Vane Data / Guides

Performance Tuning

Start with a correct local pipeline, then tune the smallest number of variables.

Runner

Local:

example.py
vane.configure(runner="native")

Ray:

example.py
vane.configure(runner="ray")

The native runner streams Arrow record batches. The Ray runner initializes Ray when needed and sends a logical plan to a Ray query driver.

Batch size

For map_batches, batch_size controls how many rows are passed to one UDF call.

Small batches:

  • lower memory
  • worse model throughput
  • more scheduling overhead

Large batches:

  • better throughput
  • higher memory
  • slower retries

Tune with representative data.

Actor reuse

Use actor backends for model inference:

  • subprocess_actor for local stateful reuse.
  • ray_actor for distributed stateful reuse.

Use task backends for light stateless work:

  • subprocess_task
  • ray_task

CPU and GPU resources

map_batches accepts:

  • cpus
  • gpus
  • concurrency

Ray uses resource requests for placement.
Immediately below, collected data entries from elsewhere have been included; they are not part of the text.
Issue #4723, opened 2015-10-19
Make systray-applet icon size themable


A-Shahbazi:
I added systray applet to my panel but the icons seemed a little small. I did a little investigation and realized that systray applet icons do not obey theme icon-size. I have a cinnamon theme which defines several panel properties including panel height and icon-size:

```
...
.system-status-icon {
    icon-size: 16px;
    icon-shadow: black 1px 1px 2px 0px;
}
...
```

The systray icons, however, do not follow the assigned icon-size. Following are 2 screenshots. I have changed icon-size to 21px in one of them so that the issue become more clear.
icon-size: 16px
![screenshot from 2015-10-19 18 04 42](https://cloud.githubusercontent.com/assets/7456141/10580998/49c14bf0-768d-11e5-9351-b0eef22a6146.png)
icon-size: 21px
![screenshot from 2015-10-19 18 06 59](https://cloud.githubusercontent.com/assets/7456141/10581009/5962541e-768d-11e5-8ef8-6cca363dde25.png)

ManIVIctorious:
If I change the panel height all applets, including the system tray icons, rescale properly. Is this still an issue for you in cinnamon 3.0?

JosephMcc:
I would have to double check by I'm pretty sure you still can't set the size of the icons from the theme. I'll mark this as a feature request but wouldn't hold my breath because the hard coded icon sizing helps work around some systray issues. Just do a search for systray issues here to get a hint at how problematic it is to keep the systray working.

lestcape:
Thank to @mtwebster that remove the icon cache for Gio I can use gicon in the indicators, but i can not use system-status-icon in combination with panel-button. I need to use instead applet-box and applet-icon, because indicators can not used the same styles as status icons. I think, because icons are not directly inside the panel-button actor. Also this styles are not working for the status icons. Also indicator icons are not thinking to be integrated with the size property of the theme, In some cases the icons are an array of bytes and they are loaded form a clutter colg texture, with a predefine size in the cinnamon implementation. Now i'm loaded the icon for a gicon, but also with a predefine size, using a GdkPixbuf.Pixbuf that lucky implements gicon and allow me make indicators theme-ables.

The indicators are not homogeneous and will not be loaded into a vertical panel if will not be estimated the size of the icons, base on the panel layout (the orientation of the applet). I changed all size estimation to be possible estimate correctly the height and width of the indicator actors, base on the with and height of the panel and his Layout.

[...]

PR #4739, opened 2015-10-23
make systray icon size and scaling factor customizable

A-Shahbazi:
I have fixed the below issue already reported by me.
systray-applet icon size is hardcoded: linuxmint/Cinnamon#4723


clefebvre:
Thanks.

@dalcde @JosephMcc what's your opinion on this?

It certainly is an improvement, but should it be defined in the theme or in the configuration?

dalcde:
It is a good idea imo, but it makes more sense to make the size a fixed multiple of usual icon sizes. In any case, it should never be a gsetting that is read when the file is loaded and not monitored for change.

A-Shahbazi:
It is checked on every cinnamon start. Do you mean it should take place immediately?

dalcde:
It should be read when the applet load, stored as a setting within the applet, not a global variable. Then the applet to listen to changes and then act accordingly when the settings changes, *just like how every other setting is read and handled in Cinnamon*.

lestcape:
@A-Shahbazi :

Maybe something like this: Won't set this properties (Schema, ICON_SCALE_FACTOR, ICON_SIZE) global, set it as private to the class in the constructor:
```
MyApplet.prototype = {
    __proto__: Applet.Applet.prototype,

    _init: function(orientation, panel_height, instance_id) {
        Applet.Applet.prototype._init.call(this, orientation, panel_height, instance_id);
        ...
        this._settings = new Gio.Settings({ schema: 'org.cinnamon.applets.systray' });
        this._icon_scale_factor =  this._settings.get_double('icon-scaling-factor');
        this._icon_size =  this._settings.get_int('icon-size');
        // Then connect to any changes:
        this._scalingFactorId = this._settings.connect('changed::icon-scaling-factor', Lang.bind(this,  this.on_panel_height_changed));
        this._iconSizeId = this._settings.connect('changed::icon-size', Lang.bind(this,  this.on_panel_height_changed));
        ...    
    },
```

And read the values for the class in all places where they are called.

What i disagree with this solution is about the performance involved to change the standard icons size (not the appindicators), as they need to be rebuilded to only change his sizes... So that’s isn't nice but i think rebuild all on panel change, to just to change the size of the icon is not a good choice currently.

Another will be relate with this:
https://github.com/A-Shahbazi/Cinnamon/blob/145d988e05e00d0f5a06625712b5458b68b293ca/files/usr/share/cinnamon/applets/systray%40cinnamon.org/applet.js#L308
https://github.com/A-Shahbazi/Cinnamon/blob/145d988e05e00d0f5a06625712b5458b68b293ca/files/usr/share/cinnamon/applets/systray%40cinnamon.org/applet.js#L311
https://github.com/A-Shahbazi/Cinnamon/blob/145d988e05e00d0f5a06625712b5458b68b293ca/files/usr/share/cinnamon/applets/systray%40cinnamon.org/applet.js#L314
https://github.com/A-Shahbazi/Cinnamon/blob/145d988e05e00d0f5a06625712b5458b68b293ca/files/usr/share/cinnamon/applets/systray%40cinnamon.org/applet.js#L317

If you want to dynamically set the size for the appindicator, you need to also dynamically set the size of the standard systray-icons, or will be a mixture of things and this will look like ugly in my opinion.

lestcape:
Let me propose a solution to this function:
https://github.com/A-Shahbazi/Cinnamon/blob/145d988e05e00d0f5a06625712b5458b68b293ca/files/usr/share/cinnamon/applets/systray%40cinnamon.org/applet.js#L297

As i know the reason of this function is for handle the buggy icons, and @clefebvre estimated the size of this icons statically.

So, if someone want to set it dinamically, the solution could be find a good function to scale icons, in the domain of the real icon size, to the domain of the cinnamon icon size. As @clefebvre was estimated the value of this function in some points, we can construct a polinomial aproximation to the unknown function that can interpolate the estimate points of @clefebvre and then we can evaluate the polinomial to find the cinnamon icons size values in the range of the function where we don't know actually the best "match".

A-Shahbazi:
@lestcape @clefebvre 

> Let me propose a solution to this function:
https://github.com/A-Shahbazi/Cinnamon/blob/145d988e05e00d0f5a06625712b5458b68b293ca/files/usr/share/cinnamon/applets/systray%40cinnamon.org/applet.js#L297

>As i know the reason of this function is for handle the buggy icons, and @clefebvre estimated the size of this icons statically.

I didn't exactly understand what for is the part you mentioned. What do you mean by buggy icons? (Did you mean "shutter", "filezilla"?) Why don't we just use the following?
```
...
        let disp_size = this._panelHeight * this._icon_scale_factor;
        if (["shutter", "filezilla"].indexOf(role) != -1) {
            global.log("Not resizing " + role + " as it's known to be buggy (" + icon.get_width() + "x" + icon.get_height() + "px)");
        }
        else {
            icon.set_size(disp_size, disp_size);
            global.log("Resized " + role + " with normalized size (" + icon.get_width() + "x" + icon.get_height() + "px)");
            //Note: dropbox doesn't scale, even though we resize it...
```

lestcape:
@A-Shahbazi yes, about the shutter, filezilla (but more icons)... see the history of the applet: 

https://github.com/linuxmint/Cinnamon/commits/master/files/usr/share/cinnamon/applets/systray%40cinnamon.org/applet.js

You will see, your proposition was maybe the first approximation to the problem. Anyway, what i say is that:

1- The standard systray icons need to use the same way to resize icons of the indicator or this will look like ugly.

2- Will be nice create an alternative way to resize the icons when a panel size change or if will be implemented a way to handle the custom icon size (this will be instead of rebuild all again).

For your proposition about how handle the buggy icons, I think you are who need to propose a solid and general solution better than the currently if you want to modify the hard work of @clefebvre and others in this (again, please see the history of the applet). In my personal opinion, this is complex and is better not be modify the current way if you are not pretty sure your solution is at less equivalent or better, but you can try.

lestcape:
In the function _resizeStatusItem, maybe the best solution will be apply the scaling factor, after the case switch, to be really dynamic and then impact the icon size in a dynamic way. So, something like that maybe:
```
 _resizeStatusItem: function(role, icon) {
        if (icon.obsolete == true) {
            return;
        }
        let size;
        if (["shutter", "filezilla"].indexOf(role) != -1) {
            global.log("Not resizing " + role + " as it's known to be buggy (" + icon.get_width() + "x" + icon.get_height() + "px)");
        }
        else {
            if (this._panelHeight < 22) {
                size = 16;
            }
            else if (this._panelHeight < 32) {
                size = 22;
            }
            else if ( this._panelHeight < 48) {
                size = 32;
            }
            else {
                size = 48;
            }
            size = size * ICON_SCALE_FACTOR;
            icon.set_size(size, size);
            global.log("Resized " + role + " with normalized size (" + icon.get_width() + "x" + icon.get_height() + "px)");
            //Note: dropbox doesn't scale, even though we resize it...
        }
    },
```

lestcape:
```
   _getIndicatorSize: function(appIndicator) {
        if (this._scaleMode)
            return this._panelHeight * ICON_SCALE_FACTOR;
        return ICON_SIZE;
    },
```

Need to be then:

```
   _getIndicatorSize: function(appIndicator) {
        if (this._scaleMode) {
            let size;
            if (this._panelHeight < 22) {
                size = 16;
            }
            else if (this._panelHeight < 32) {
                size = 22;
            }
            else if ( this._panelHeight < 48) {
                size = 32;
            }
            else {
                size = 48;
            }
            return  size * ICON_SCALE_FACTOR;
        },
        return ICON_SIZE;
    },
```

lestcape:
In others words if you let the function _resizeStatusItem as it is, then you will get spaces without any modification between the icon size change and this is ok when they are statically, but not when they are dynamically.

PR #4748, opened 2015-10-25
Change generate_desktop_files script to refer to the new location of cinnamon-settings.py

dralley:
And some PEP8 formatting

### DIFF
--- a/files/generate_desktop_files
+++ b/files/generate_desktop_files
@@ -1,6 +1,7 @@
 #!/usr/bin/python2
 
-import os, commands
+import os
+import commands
 
 sourceFile = "usr/share/cinnamon/cinnamon-settings/cinnamon-settings.py"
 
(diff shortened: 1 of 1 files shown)


clefebvre:
hmm... there's nothing wrong with the PR, but this file shouldn't be here anymore.

The cinnamon-settings desktop file is generated by generate_additional_files.py.

dralley:
Is [cinnamon-looking-glass/page_extensions.py](https://github.com/linuxmint/Cinnamon/blob/master/files/usr/share/cinnamon/cinnamon-looking-glass/page_extensions.py) also no longer being used?  It isn't imported from anywhere else in the entire project, and some of the code in there is clearly nonfunctional. (Specifically, the variable ```lookingGlassProxy``` is referenced about a dozen times without ever having been defined anywhere)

Make sure the Ray cluster advertises matching resources before increasing concurrency.

Ray scan task grouping

Public config:

example.py
vane.configure(ray_scan_task_size_grouping=True)

Environment variable:

shell
export VANE_RAY_SCAN_TASK_SIZE_GROUPING=true

The registry describes this as size-based scan task grouping, useful for merging small files into larger scan tasks.

Related public config:

  • ray_max_task_backlog
  • ray_scan_task_open_cost_bytes
  • ray_scan_task_min_partition_num
  • ray_init_sql

Backpressure

VANE_RAY_MAX_TASK_BACKLOG limits pending Ray tasks when set to a positive value. 0 means unlimited in the public registry.

Use it when the driver can submit faster than workers can consume.

Native runner batch size

VANE_NATIVE_RUNNER_BATCH_SIZE overrides the native runner batch size when you need an explicit value for measurement or memory control.

shell
export VANE_NATIVE_RUNNER_BATCH_SIZE=4096

Avoid common bottlenecks

  • Project only columns needed by the UDF.
  • Filter before model calls.
  • Keep image/audio/video decoding separate from model inference when tuning.
  • Write to a filesystem all workers can access.
  • Avoid one row per UDF call for model workloads.
  • Use structured output schemas instead of Python object columns.

Measure

Keep a simple run record:

  • input rows
  • input bytes
  • batch size
  • backend
  • concurrency
  • GPUs per actor
  • elapsed time
  • output rows
  • failure count

Benchmark workloads can be useful references for environment-driven performance experiments, but benchmark-specific file locations, storage endpoints, and model defaults are not general deployment defaults.